[WHAT YOU NEED TO DO] Search the listing below for the line containing "add last_updated iso8601 date". From there through the line containing "ehelms: 0.01? Not", transcribe every line exactly, both ends included.
RECORDS TO PROCESS below:
PR #521, opened 2016-02-04
tooltipPosition option is not applied, when steps are defined in code

gerwald:
If tooltipPosition option is set, but the steps are added via setOptions (and no explicit option is defined), the tooltipOption is not applied

### DIFF
--- a/intro.js
+++ b/intro.js
@@ -111,6 +111,10 @@
 
           currentItem.element  = floatingElementQuery;
           currentItem.position = 'floating';
+        } else {
+            // using default options, if not set
+            if (!currentItem.position)
+                currentItem.position = this._options.tooltipPosition;
         }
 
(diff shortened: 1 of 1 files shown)


bozdoz:
Not sure what kind of PR this is.  Is this resolving a bug?

gerwald:
yes it solves a bug - like I described in the commit message:
If tooltipPosition option is set, but the steps are added via setOptions (and no explicit option is defined), the tooltipOption is not applied

bozdoz:
Could you give an example of when this would occur?  Thanks! :smile:

gerwald:
Sorry, that was two years ago, no idea...

bozdoz:
Thanks for the help.  Going to have to close this, as I am unaware of what it does.  Sorry about that, and for the lateness of this reply.

PR #534, opened 2016-02-17
Add new template 'flattener'

711fumi:
I tried to create a new template.
Please merge if could use.

image


afshinm:
This is great @711fumi!

PR #540, opened 2016-02-25
Changed version number to a valid semver value.

rjmorris:
Changed the version number from 2.0 to 2.0.0 to meet the semver requirements. Changed not just in package.json, but everywhere else it appears.


afshinm:
I think I already addressed this one. btw, can you please rebase this with upstream?

Issue #2035, opened 2024-02-26
RTL keyboard arrows wrong


MordiSacks:
When in RTL the keyboard arrows are wrong, right should go back and left forward

PR #2198, opened 2026-09-08
fix(tour): reverse arrow key navigation in RTL tours

Parvinmh:
ArrowLeft/ArrowRight were hardcoded to previousStep/nextStep regardless of text direction. In RTL, this is backwards: right arrow should go back and left arrow should go forward.

Detect RTL by checking the computed direction of the rendered tooltip (matches introjs-rtl.css, which sets direction: rtl only on .introjs-tooltip), falling back to the tour's target element for pages that set dir="rtl" directly. Swap the arrow key behavior accordingly.


Parvinmh:
#2035

PR #2199, opened 2026-09-08
fix(tour): complete the tour on nextStep() when already on the last step

### LINKED ISSUE #951: TypeError when calling _nextStep function on last introItem by pressing right arrow key.

Parvinmh:
Fixes #951.

`Tour.isEnd()` checked `currentStep >= steps.length`, but `setCurrentStep()` already refuses to move past the last valid index, so that condition could never become true. As a result, calling `nextStep()` while already on the last step (e.g. via the right arrow key, or the public `nextStep()` API) silently did nothing instead of completing/exiting the tour the way clicking the Next/Done button does.

Fix `isEnd()` to be true once the current step is the last valid step (`>= steps.length - 1`), matching `isLastStep()`'s bounds and the button click handlers in TourRoot. This also fixes the same dead-code check in onKeyDown's Enter-on-skip-button handler, which had the identical bug.


Parvinmh:
#951

PR #9, opened 2019-01-24
Update routes to full platform route

ehelms:


beav:
we may need to do something more sophisticated later, but this works fine for now.

ACK!

PR #10, opened 2019-01-25
add tests and v0 api

beav:


beav:
@johnsonm325 after this is merged, you'll need to use "/r/insights/platform/drift/v0/compare" for your URL

.travis.yml
```diff
@@ -1,8 +1,12 @@
 language: python
 
-script:
+before_script:
```
ehelms: Is there a reason to do this as a before_script vs. just having multiple listed script entries?

ehelms: stages could also be useful: https://docs.travis-ci.com/user/build-stages/

app.py
```diff
@@ -1,44 +1,3 @@
...
-
-
-@app.route("/r/insights/platform/drift/status")
-def status():
-    return jsonify({'status': "running"})
-
-
-if __name__ == "__main__":
-    app.run(host='0.0.0.0', port=8080)
+create_app().run(port=8080)
```
ehelms: We still need the `host=0.0.0.0` don't we?

beav: oh yeah good catch

.travis.yml
beav: it should just be in `script`, I misread. `before_script` is for stuff that the computers take care of (loading deps, etc) that would show a broken build instead of a failed build that requires code fixes

beav:
@ehelms PR should be up to date at this point

drift/app.py
```diff
@@ -0,0 +1,41 @@
+from flask import Flask
+from flask_cors import CORS
+
+from drift.views import v0
+
+PHONY_DATA = {'packages': [{'name': 'gcc',
```
ehelms: Assume oyu meant to drop this?

drift/views/phony_data.py
```diff
@@ -0,0 +1,24 @@
+PHONY_DATA = {'packages': [{'name': 'gcc',
```
ehelms: A follow up would be to add in the `hosts` section of the schema that identifies each host in the comparison and it's metadata.

drift/app.py
beav: oops, ya not sure how i missed that

drift/views/phony_data.py
beav: exactly

beav: @ehelms I'll add it in a new PR, I wanted to get this one in so @johnsonm325 can change his URL

PR #11, opened 2019-01-25
add last_updated iso8601 date

beav:


beav:
@ehelms this is what I was thinking re: our other convo in the other PR. what do you think?

PR #12, opened 2019-01-28
add openapi spec

beav:


drift/openapi/api.spec.yaml
```diff
@@ -0,0 +1,36 @@
+---
+openapi: 3.0.1
+info:
+  version: "0.01"
```
ehelms: 0.01? Not seen that syntax, or is this a typo?

beav: nah, but I could put 0.1 in there or something else. Basically any number < 1 is ok:)

ehelms: But it's usually just an X.Y versioning scheme?

beav: ya you are right, I got the numbers swapped in my head https://semver.org/#how-should-i-deal-with-revisions-in-the-0yz-initial-development-phase

PR #14, opened 2019-01-28
enable debug logging

beav:


app.py
```diff
@@ -1,3 +1,7 @@
+import os
+
 from drift.app import create_app
 
-create_app().run(host='0.0.0.0', port=8080)
+drift_debug = os.getenv('DRIFT_DEBUG')
+
+create_app().run(host='0.0.0.0', port=8080, debug=drift_debug)
```
ehelms: Is this a true/false value? You could answer my question by just adding this to the README :)

beav: updated!

PR #16, opened 2019-01-29
call out to inventory svc for health check

beav:


beav:
@ehelms after this is merged, `INVENTORY_SVC_URL` will need to be set

drift/views/v0.py
```diff
@@ -1,9 +1,15 @@
...
+import os
+import requests
+from requests import RequestException
 
 from drift.views.phony_data import PHONY_DATA
 
+# TODO: manage these settings in a config.py
 APP_URL_PREFIX = "/r/insights/platform/drift"
 API_VERSION_PREFIX = "/v0"
+INVENTORY_SVC_URL = os.getenv('INVENTORY_SVC_URL', "http://inventory_svc_url_is_not_set")
```
ehelms: I suppose while the UI knows where it's rooted, the backend's may not. Looking at compliance, it looks like we can use the Openshift service hostname:

https://github.com/RedHatInsights/compliance-backend/blob/0f6d62d2fdf13ada9a5baa67b7949cdfd2ae5039/config/settings.yml#L3

Looks like this will need support to vary per environment. We can hard-code for now if it helps development, or keep it configurable and document needing to set it when you run the app.

beav: @ehelms do you have a preference between keeping it in conf files vs env var? I was going to do conf file at first but I figured there is not enough configuration yet (just one value so far) to warrant a conf file

ehelms: Environment variables work if we want to leave this generic and rely on the user/tools to configure different setups. The alternative would be to introduce an environment variable configuration for each env: ci, qe, prod. And hard code 'configs' based on those elements. I can go either way, so whatever makes your development life easier.

beav: let's stick with env var for now if thats ok

ehelms: Roger.

PR #17, opened 2019-01-31
talk to inventory service

beav:
This commit does a few things:

 * reaches out to inventory service for facts based on the IDs sent in
 * "pivots" facts from inventory service into something usable by the
    web UI
 * returns a 400 error if `host_ids[]` is not present
 * returns a 400 error `x-rh-identity` header is not present

This commit also pins Travis tests at python 3.6.


drift/views/v0.py
```diff
@@ -1,35 +1,30 @@
...
-    try:
-        r = requests.get(INVENTORY_SVC_URL + INVENTORY_SVC_PATH + '/health')
-        if r.status_code == requests.codes.ok:
-            inventory_connection_status = "pass"
-    except RequestException as re:
-        current_app.logger.warn("Unable to contact inventory service: %s" % re)
-        pass
-
-    return jsonify({'status': "running", 'inventory_connection': inventory_connection_status})
+    return jsonify({'status': "running"})
```
ehelms: Dropping the inventory status?

beav: ya, I had it there mostly as a baby step to get further on talking to the inventory service. I wasn't sure if I should leave it or not, but I figured we wouldn't want to get an alert on drift service if inventory service was down.

ehelms: Fair. We should think about if inventory service is unreachable how that affects the status of Drift given we rely heavily on inventory.

drift/exceptions.py
```diff
@@ -0,0 +1,14 @@
+class BadRequest(Exception):
+    status_code = 400
```
ehelms: Trying to recall my python vs. ruby. Given this is a constant, should it be STATUS_CODE ?

drift/info_parser.py
```diff
@@ -0,0 +1,43 @@
+DRIFT_FACTS = {'bios_uuid', 'display_name'}
```
ehelms: Do we want to care about 'trimming' the list of facts vs. showing all available facts?

drift/info_parser.py
```diff
@@ -0,0 +1,43 @@
...
+    # TODO: we are assuming all info keys exist for each host. This is not a good assumption
+    available_info_names = ids_and_info[0].keys()
+
+    info_comparisons = [create_comparison(ids_and_info, info_name)
+                        for info_name in available_info_names
+                        if info_name in info_keys]
+    return info_comparisons
+
+
+def create_comparison(hosts_infos, info_name):
```
ehelms: The plural seems unneeded on `infos`. What is `info_name` in this respect?

drift/views/v0.py
beav: I'll add a card for this. I think as long as we return a 500 and don't retry the connection from drift to inventory it should be OK.

drift/info_parser.py
```diff
@@ -0,0 +1,43 @@
...
+        info_comparison = 'SAME'
+
+    return {'name': info_name, 'status': info_comparison, 'hosts': host_values}
+
+
+def host_metadata(host):
+    return {'id': host['id'], 'fqdn': host['fqdn'], 'last_updated': host['updated']}
+
+
+def build_comparisons(hosts_from_inventory_svc):
```
ehelms: What is svc?

drift/inventory_service_interface.py
```diff
@@ -0,0 +1,25 @@
...
+    return incoming_headers.get(AUTH_HEADER_NAME)
+
+
+def fetch_hosts(host_ids, service_auth_key):
+    auth_header = {AUTH_HEADER_NAME: service_auth_key}
+    hosts = []
+
+    for host_id in host_ids:
+        response = requests.get(INVENTORY_SVC_URL + INVENTORY_SVC_PATH +
+                                '/hosts/' + host_id, headers=auth_header)
```
ehelms: The base URL with `hosts` path could be built outside of the list iteration and potentially stored as a constant above.

drift/views/v0.py
```diff
@@ -1,35 +1,30 @@
...
 
 @section.route("/compare")
 def compare():
-    if 'X-RH-IDENTITY' in request.headers:
-        current_app.logger.debug("X-RH-IDENTITY received")
-    return jsonify(PHONY_DATA)
+    host_ids = request.args.getlist('host_ids[]')
+    auth_key = get_key_from_headers(request.headers)
+
+    if host_ids is None or host_ids == []:
```
ehelms: If I recall my python, this can be simplified to `if not host_ids`

tests/test_inventory_service_interface.py
```diff
@@ -0,0 +1,59 @@
+from drift import inventory_service_interface
+import responses
+
+import unittest
+
+
+class InventoryServiceTests(unittest.TestCase):
+
+    HOST_TEMPLATE = '''
```
ehelms: Could this be moved out to a fixture file?

drift/info_parser.py
beav: service. I guess i can flip it to be "inventory_service_hosts" or something

drift/views/v0.py
beav: (card added, marking as resolved) :card_file_box:

drift/exceptions.py
beav: This is some boilerplate from the flask docs on raising exceptions. However it still seems a little strange to me that BadRequest is something we have to define. I'll look into it more today.

drift/info_parser.py
beav: When the data comes back, it's mostly various IDs that wouldn't make sense to compare. There's a `facts` list as well but it's empty currently.

I think eventually we'll just be using the `facts` list, but for now I use this set to create some ersatz facts based on the most easily recognized IDs :blowfish:

drift/info_parser.py
ehelms: Ahh, I suck at mentally interpreting acronyms when I read code.

drift/info_parser.py
beav: it is the key for the item coming back from inventory service. I originally called it `fact_name` but not all pieces of information coming back are facts.

I'll add a docblock to these methods, they are kinda tricky to understand

drift/views/v0.py
beav: i just tried, you're right

drift/info_parser.py
beav: docblocks added

drift/inventory_service_interface.py
beav: updated

tests/test_inventory_service_interface.py
beav: done

tests/test_v0_api.py
```diff
@@ -0,0 +1,64 @@
...
+
+import mock
+import unittest
+
+
+class ApiTests(unittest.TestCase):
+
+    AUTH_HEADER = {'X-RH-IDENTITY': 'VGhlIEZhc3QgYW5kIHRoZSBGdXJpb3VzOiBUb2t5byBEcmlmdAo='}
+
+    FETCH_HOSTS_RESULT = [
```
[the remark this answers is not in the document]
beav: done

drift/info_parser.py
beav: updtd 4 fwr acrnms

tests/test_inventory_service_interface.py
ehelms: Assuming you meant to move this one as well?

drift/info_parser.py
```diff
@@ -0,0 +1,58 @@
...
+
+
+def _host_metadata(host):
+    """
+    create a metadata field for one host
+    """
+    return {'id': host['id'], 'fqdn': host['fqdn'], 'last_updated': host['updated']}
+
+
+def build_comparisons(inventory_service_hosts):
```
ehelms: Nitpick -- move this to the top since its the `public` function to make it more obvious when reading the code?

beav:
thanks @ehelms !

PR #20, opened 2019-02-06
doc and example on using `local-drift-backend.js`

beav:


README.md
```diff
@@ -1,7 +1,8 @@
 # drift-backend
-host drift analysis service
+Host drift analysis service
```
ehelms: System unless you want to fix this later?

beav: ya, will fix later as part of other card

README.md
```diff
@@ -11,3 +12,9 @@ To run:
 To set the debug level (`INFO` by default):
 
 `LOG_LEVEL=DEBUG INVENTORY_SVC_URL=<inventory service url> python3 app.py`
+
+If you would like to use this service with insights-proxy, you can use the
+included `local-drift-backend.js` like so, from the `insights-chrome/build`
+dir:
+
+`SPANDX_CONFIG=/path/to/drift-backend/local-drift-backend.js bash ../../insights-proxy/scripts/run.sh`
```
ehelms: Based on where this is running from, and the example file location, I'd assume this would just be:

```
`SPANDX_CONFIG=local-drift-backend.js bash ../insights-proxy/scripts/run.sh`
```

local-drift-backend.js
```diff
@@ -0,0 +1,3 @@
+module.exports.routes = {
+	   '/r/insights/platform/drift' : { host: 'http://localhost:8080' },
```
ehelms: Nitpick but 4 spaces indentation to match other JS.

README.md
beav: you gotta do one `..` to get out of the `build` dir, and then another to get out of `insights-chrome`. The `insights-proxy` dir is a peer to the chrome dir.

ehelms: AHh, why do you need to be in the insights-chrome/build directory?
End of RECORDS TO PROCESS.
[TASK RESULT]
add last_updated iso8601 date

beav:


beav:
@ehelms this is what I was thinking re: our other convo in the other PR. what do you think?

PR #12, opened 2019-01-28
add openapi spec

beav:


drift/openapi/api.spec.yaml
```diff
@@ -0,0 +1,36 @@
+---
+openapi: 3.0.1
+info:
+  version: "0.01"
```
ehelms: 0.01? Not seen that syntax, or is this a typo?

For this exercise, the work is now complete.